Monday, January 28, 2013

Throwing Out the Constitution with the Bathwater

I'm a big fan of CBS Sunday Morning.  It has a pacing that's rare to find and doesn't get caught up in the hysteria of the moment's headlines.  Periodically it has commentary pieces, sometimes from regulars and sometimes from one time visitors.  On January 27 it was one of the latter when Louis Michael Seidman, professor of Constitutional law at Georgetown, gave his opinion on the US Constitution.

Here's what he had to say, if you want to see it.

The long and the short of it is that he thinks Americans place too much emphasis on the Constitution, and that the founding document should be abandoned.  He starts out with a premise that's almost something I can agree is correct because the Know Nothings treat the Constitution as though it were a book of the Bible.  (I'd mention some other holy books out there, but honestly, are there any Know Nothings who don't consider themselves Christians?)

Seidman's rationale is that the Constitution was written by people who've been dead two centuries and that, while it has some good ideas in it, also has things that are outdated and unnecessary or detrimental, such as the Electoral College.  Because of these outdated things that hinder our nation, we should be rid of the Constitution.  I don't recall that he called for creation of a new one, but I'd say that's the logical necessity.  To bolster his argument he says that several presidents questioned the Constitution, including Jefferson, Lincoln, and both Roosevelts.

I'll get the nitpicking out of the way first.  The Founders haven't been dead 200 years.  Jefferson and Adams, for instance, didn't die until 1824.  Furthermore, the presidents he cites as being oppponents of the Constitution were opposed to either elements of the Constitution or Supreme Court interpretations of the Constitution, not the document in its entirety.  As an example, FDR opposed the Supreme Court's interpretations of the Commerce Clause that were used to overturn several New Deal laws.  This lead to FDR's court packing plan to add more justices to the court so he would have a majority in his favor, something that didn't occur due to The Switch in Time that Saved Nine.  FDR didn't even propose any change to the Constitution in this dispute, as the Constitution is silent about how many Justices sit on the Supreme Court.

The meat of the problem with Seidman's argument is that he wants to thow away all that's good about the Constitution because there are a few outdated elements.  In fact, he only pointed out a couple of outdated elements, too.  Of course, the Constitution already has a way of dealing with the outdated.  It's called amendments.  In fact, that's why the Constitution isn't a 226 year old document.  It's been updated throughout its history, starting with the first ten amendments put in place by the same people Seidman thinks are a sclerotic impediment to the country now.  Most aren't as significant as the Bill of Rights or the post Civil War amendments that outlawed slavery and applied Constitutional protections against Federal infringement on individual rights to the states but there have been important changes as recently as the lowering of the voting rights age to 18 that was ratified in 1971.

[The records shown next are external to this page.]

PR #576, opened 2024-10-24
Update the derivation of the test view name

### LINKED ISSUE #575: Tests fail due to collisions in view names
Due to the usage of the selection of a random number from a range in instances when a large number of tests are being run I will occasionally run into view name collisions which cause the test to fail.

Added potential fix to generate a more unique view name using the test SQL itself

Benjamin-Knight:
Resolves #575 Use the local MD5 macro to create a more unique hash based on the SQL of the test itself

### DIFF
--- a/dbt/include/sqlserver/macros/materializations/tests.sql
+++ b/dbt/include/sqlserver/macros/materializations/tests.sql
@@ -8,7 +8,7 @@
   END
 
   {% set testview %}
-    [{{ target.schema }}.testview_{{ local_md5(main_sql) }}]
+    [{{ target.schema }}.testview_{{ local_md5(main_sql) }}_{{ range(1300, 19000) | random }}]
   {% endset %}
 
   {% set sql = main_sql.replace("'", "''")%}
--- a/dbt/include/sqlserver/macros/materializations/tests.sql
+++ b/dbt/include/sqlserver/macros/materializations/tests.sql
@@ -8,7 +8,7 @@
   END
 
   {% set testview %}
-    [{{ target.schema }}.testview_{{ local_md5(main_sql) }}_{{ range(1300, 19000) | random }}]
+    [{{ target.schema }}].[testview_{{ local_md5(main_sql) }}_{{ range(1300, 19000) | random }}]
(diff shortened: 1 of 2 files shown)


cody-scott:
Thanks @Benjamin-Knight. Will set some time aside this week to review.

johannes-becker-bt:
Hi,
we're having the same problem.
**I'm fine with the solution and this can be ignored if it causes too much trouble** 
Isn't the more common approach to hash the "dbt name" of the test (which should be unique as well)? Or hash plus a random seed in case someone somehow manages to be really crazy with column and table names.
You could probably have two tests that run the same sql but yaml logic should forbid that there is the same test twice.


Example, so one would hash relationships_deac_deadline_availability_conflict_dh_mttr_matter_id__dh_mttr_id__ref_mttr_matter_ instead of the underlying SQL.
image
image

Cheers
Hannes

johannes-becker-bt:
Only if you feel like it. 
Main reason I would stick with your solution: we got main_sql available. All other solutions would need much more tinkering in different places (Unless the test name is somewhere in target or something, I'm never sure about that...)

johannes-becker-bt:
Merry Christmas!
I tested it with a local macro and it works like a charm.
Also it might make sense to combine the solution with the other change regarding tests
https://github.com/dbt-msft/dbt-sqlserver/pull/586
Have a great New Year!
Hannes

timestescrane:
^ Yes please! Would love to hit 2 birds with one stone on this

timestescrane:
@cody-scott would you be able to give this a look-over this week? Would help unblock some upstream work, well, at work. :)

timestescrane:
@Benjamin-Knight would you be able to merge this PR?

Benjamin-Knight:
I do not have permissions to do that, all checks are now passing that the failing tests were updated via #589 so just waiting on @cody-scott to sign it off now its all passing.

timestescrane:
@cody-scott would you be able to merge this PR? Getting to a point where having this fix in is going to make my life a lot better at work.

The solution to the Electoral College, if it's a problem, is to amend the Constitution.  The Founders created the Electoral College as a bulwark against mob rule, something that was as much a concern to them as monarchical rule.  With GOP proposals to make certain states change their Electoral College vote awards so that a GOP presidential candidate is more likely to win the office while losing the popular vote, I can certainly see why it's looking like it's time for the Electoral College to go.  But that doesn't make throwing out the entire Constitution a good idea.

It's a terrible idea.  I suspect Seidman hasn't thought through why it's such a bad idea, either.  First, the Constitution, since the Civil War, has been a stabilizing force in the country.  The framework it provides keeps extremes from ruling the day.  It's almost impossible for the passions of the moment to seize control because the government is divided at national, state and local levels and further divided withing those levels between executive, legislative and judicial.  These divisions of power make consolidation of power that can happen in purely parliamentary governance impossible.  Look at the UK, which shifted from a Labour government to a Conservative one, then imposed radical austerity that sent the UK into a double dip recession that the US has avoided.

Second, and more fearsome, is the idea of who would write a replacement to the Constitution.  In a world where mental midgets like Antonin Scalia are considered great thinkers by an all too large portion of the population I shudder to think what kind of idiots we'd have writing a new framework for the government.  Undoubtedly there'd be a substantial movement to have it enshrined in the new document that this is in fact a Christian nation and that anyone who arrives here not speaking English has to be sent back immediately.

No, Seidman's idea is a very bad idea.  The Constitution should not be worshipped as a holy document but neither should it be abandoned in favor of chaos and ignorance.